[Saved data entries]
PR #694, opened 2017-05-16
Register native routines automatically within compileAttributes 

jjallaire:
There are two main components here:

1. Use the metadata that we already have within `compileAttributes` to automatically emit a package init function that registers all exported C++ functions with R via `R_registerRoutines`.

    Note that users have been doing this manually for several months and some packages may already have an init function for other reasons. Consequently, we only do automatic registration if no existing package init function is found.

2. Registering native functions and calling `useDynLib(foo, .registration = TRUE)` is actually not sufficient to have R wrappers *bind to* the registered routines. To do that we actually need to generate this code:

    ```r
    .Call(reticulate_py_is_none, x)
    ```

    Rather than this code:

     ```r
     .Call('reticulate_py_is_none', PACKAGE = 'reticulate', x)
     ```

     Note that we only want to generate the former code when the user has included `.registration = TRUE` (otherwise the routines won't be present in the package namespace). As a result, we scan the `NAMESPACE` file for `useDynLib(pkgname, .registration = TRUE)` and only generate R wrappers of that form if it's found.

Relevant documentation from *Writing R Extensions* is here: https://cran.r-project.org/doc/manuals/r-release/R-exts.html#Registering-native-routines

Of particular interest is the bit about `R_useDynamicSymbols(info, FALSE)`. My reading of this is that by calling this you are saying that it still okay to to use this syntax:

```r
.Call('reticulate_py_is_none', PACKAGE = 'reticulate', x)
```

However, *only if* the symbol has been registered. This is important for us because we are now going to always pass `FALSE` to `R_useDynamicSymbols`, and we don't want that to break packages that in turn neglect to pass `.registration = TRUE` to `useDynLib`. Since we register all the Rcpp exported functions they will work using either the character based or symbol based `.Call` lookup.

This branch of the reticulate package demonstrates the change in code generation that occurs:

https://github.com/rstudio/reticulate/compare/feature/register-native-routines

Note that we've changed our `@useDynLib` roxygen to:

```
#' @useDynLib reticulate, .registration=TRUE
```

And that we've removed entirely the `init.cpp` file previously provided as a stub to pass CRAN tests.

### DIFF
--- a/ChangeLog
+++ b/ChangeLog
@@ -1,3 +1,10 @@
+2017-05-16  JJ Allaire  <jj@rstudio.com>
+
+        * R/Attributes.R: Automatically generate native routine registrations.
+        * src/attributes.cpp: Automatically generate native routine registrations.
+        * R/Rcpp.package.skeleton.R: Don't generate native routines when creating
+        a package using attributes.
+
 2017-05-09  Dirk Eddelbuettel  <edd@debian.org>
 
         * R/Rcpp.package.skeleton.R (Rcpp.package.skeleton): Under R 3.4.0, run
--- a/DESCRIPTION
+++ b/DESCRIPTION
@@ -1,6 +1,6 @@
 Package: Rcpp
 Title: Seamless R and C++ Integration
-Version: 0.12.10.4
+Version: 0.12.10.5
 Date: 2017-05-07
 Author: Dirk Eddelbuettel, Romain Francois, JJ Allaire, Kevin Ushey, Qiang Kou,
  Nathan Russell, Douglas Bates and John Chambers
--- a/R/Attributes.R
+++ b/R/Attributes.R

...

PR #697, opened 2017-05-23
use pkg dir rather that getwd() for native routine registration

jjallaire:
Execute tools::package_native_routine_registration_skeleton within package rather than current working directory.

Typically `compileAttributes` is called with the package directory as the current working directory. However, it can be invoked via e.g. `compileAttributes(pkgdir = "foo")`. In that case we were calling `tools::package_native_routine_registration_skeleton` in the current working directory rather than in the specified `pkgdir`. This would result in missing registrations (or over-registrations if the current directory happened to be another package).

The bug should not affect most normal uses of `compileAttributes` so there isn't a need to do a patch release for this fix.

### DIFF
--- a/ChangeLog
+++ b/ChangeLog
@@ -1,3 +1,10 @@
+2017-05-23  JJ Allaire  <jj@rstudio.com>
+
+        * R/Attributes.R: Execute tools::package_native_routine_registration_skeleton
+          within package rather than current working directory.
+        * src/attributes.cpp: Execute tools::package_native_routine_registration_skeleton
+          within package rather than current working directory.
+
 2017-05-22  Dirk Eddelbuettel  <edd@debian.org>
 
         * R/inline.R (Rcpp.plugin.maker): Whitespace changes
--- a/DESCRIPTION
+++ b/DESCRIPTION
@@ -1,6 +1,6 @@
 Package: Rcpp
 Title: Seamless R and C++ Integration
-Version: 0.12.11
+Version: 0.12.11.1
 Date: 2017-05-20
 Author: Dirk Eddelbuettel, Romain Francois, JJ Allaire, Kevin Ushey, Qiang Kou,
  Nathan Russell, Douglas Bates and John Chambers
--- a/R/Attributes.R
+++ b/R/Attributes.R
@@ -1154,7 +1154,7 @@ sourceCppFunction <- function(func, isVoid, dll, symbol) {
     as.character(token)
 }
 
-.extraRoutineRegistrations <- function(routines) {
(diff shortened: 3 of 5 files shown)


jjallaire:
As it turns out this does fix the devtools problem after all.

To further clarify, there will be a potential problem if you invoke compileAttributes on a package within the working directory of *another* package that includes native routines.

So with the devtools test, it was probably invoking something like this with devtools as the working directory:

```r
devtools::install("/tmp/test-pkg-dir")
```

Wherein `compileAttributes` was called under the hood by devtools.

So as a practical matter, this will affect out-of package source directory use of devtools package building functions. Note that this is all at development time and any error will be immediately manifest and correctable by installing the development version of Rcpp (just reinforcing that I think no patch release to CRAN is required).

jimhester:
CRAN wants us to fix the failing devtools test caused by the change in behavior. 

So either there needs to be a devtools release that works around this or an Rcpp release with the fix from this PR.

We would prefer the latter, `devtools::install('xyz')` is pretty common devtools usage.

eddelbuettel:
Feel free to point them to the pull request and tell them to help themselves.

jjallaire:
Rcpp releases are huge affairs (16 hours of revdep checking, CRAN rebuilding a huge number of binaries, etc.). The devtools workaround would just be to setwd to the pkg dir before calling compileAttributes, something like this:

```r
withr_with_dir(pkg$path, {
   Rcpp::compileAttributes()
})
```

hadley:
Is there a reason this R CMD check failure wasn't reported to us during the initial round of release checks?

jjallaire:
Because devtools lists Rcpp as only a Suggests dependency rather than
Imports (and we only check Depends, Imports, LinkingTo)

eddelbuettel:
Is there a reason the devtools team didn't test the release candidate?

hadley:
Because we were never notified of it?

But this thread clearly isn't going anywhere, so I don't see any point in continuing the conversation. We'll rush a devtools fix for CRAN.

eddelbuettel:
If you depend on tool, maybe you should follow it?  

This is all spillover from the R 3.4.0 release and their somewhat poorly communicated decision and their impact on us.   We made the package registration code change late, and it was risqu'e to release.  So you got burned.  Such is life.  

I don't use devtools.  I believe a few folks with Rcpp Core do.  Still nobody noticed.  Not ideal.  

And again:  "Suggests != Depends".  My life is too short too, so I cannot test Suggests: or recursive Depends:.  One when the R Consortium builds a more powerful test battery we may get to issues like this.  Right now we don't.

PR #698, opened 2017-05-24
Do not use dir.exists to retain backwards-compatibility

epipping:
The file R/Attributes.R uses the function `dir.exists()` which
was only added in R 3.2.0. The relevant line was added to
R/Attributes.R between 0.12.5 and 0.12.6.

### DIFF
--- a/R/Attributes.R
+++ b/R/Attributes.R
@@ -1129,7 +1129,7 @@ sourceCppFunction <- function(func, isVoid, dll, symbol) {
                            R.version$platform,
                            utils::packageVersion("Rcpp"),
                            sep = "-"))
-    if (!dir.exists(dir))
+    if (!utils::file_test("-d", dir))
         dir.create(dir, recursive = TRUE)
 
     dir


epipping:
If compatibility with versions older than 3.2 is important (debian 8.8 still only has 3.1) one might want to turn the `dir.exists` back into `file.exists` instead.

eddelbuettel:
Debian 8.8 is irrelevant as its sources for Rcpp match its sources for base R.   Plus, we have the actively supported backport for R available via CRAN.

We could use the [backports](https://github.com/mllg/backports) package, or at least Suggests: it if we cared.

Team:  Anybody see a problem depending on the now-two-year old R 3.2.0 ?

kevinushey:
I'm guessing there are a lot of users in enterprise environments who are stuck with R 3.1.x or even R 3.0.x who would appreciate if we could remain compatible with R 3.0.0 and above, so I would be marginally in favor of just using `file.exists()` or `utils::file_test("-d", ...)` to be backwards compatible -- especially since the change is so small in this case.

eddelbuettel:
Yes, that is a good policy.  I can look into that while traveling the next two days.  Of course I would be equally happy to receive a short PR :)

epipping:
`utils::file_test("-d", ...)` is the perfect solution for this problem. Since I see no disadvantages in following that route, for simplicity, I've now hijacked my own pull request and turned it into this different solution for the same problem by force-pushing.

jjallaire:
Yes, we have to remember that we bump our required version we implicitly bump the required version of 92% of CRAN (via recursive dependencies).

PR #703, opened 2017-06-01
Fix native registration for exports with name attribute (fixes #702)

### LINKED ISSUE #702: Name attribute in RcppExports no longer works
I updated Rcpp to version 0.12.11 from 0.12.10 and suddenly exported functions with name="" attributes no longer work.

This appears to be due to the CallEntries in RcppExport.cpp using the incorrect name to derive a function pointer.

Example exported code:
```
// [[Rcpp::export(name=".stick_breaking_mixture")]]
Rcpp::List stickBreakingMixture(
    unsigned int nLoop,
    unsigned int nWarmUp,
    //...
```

● What you will do: Copy the stretch of the records above that runs from the line with "hood by devtools." through the line with "Because devtools lists". Both end lines belong in the copy, and nothing else does.

● Solution for this exercise:
Wherein `compileAttributes` was called under the hood by devtools.

So as a practical matter, this will affect out-of package source directory use of devtools package building functions. Note that this is all at development time and any error will be immediately manifest and correctable by installing the development version of Rcpp (just reinforcing that I think no patch release to CRAN is required).

jimhester:
CRAN wants us to fix the failing devtools test caused by the change in behavior. 

So either there needs to be a devtools release that works around this or an Rcpp release with the fix from this PR.

We would prefer the latter, `devtools::install('xyz')` is pretty common devtools usage.

eddelbuettel:
Feel free to point them to the pull request and tell them to help themselves.

jjallaire:
Rcpp releases are huge affairs (16 hours of revdep checking, CRAN rebuilding a huge number of binaries, etc.). The devtools workaround would just be to setwd to the pkg dir before calling compileAttributes, something like this:

```r
withr_with_dir(pkg$path, {
   Rcpp::compileAttributes()
})
```

hadley:
Is there a reason this R CMD check failure wasn't reported to us during the initial round of release checks?

jjallaire:
Because devtools lists Rcpp as only a Suggests dependency rather than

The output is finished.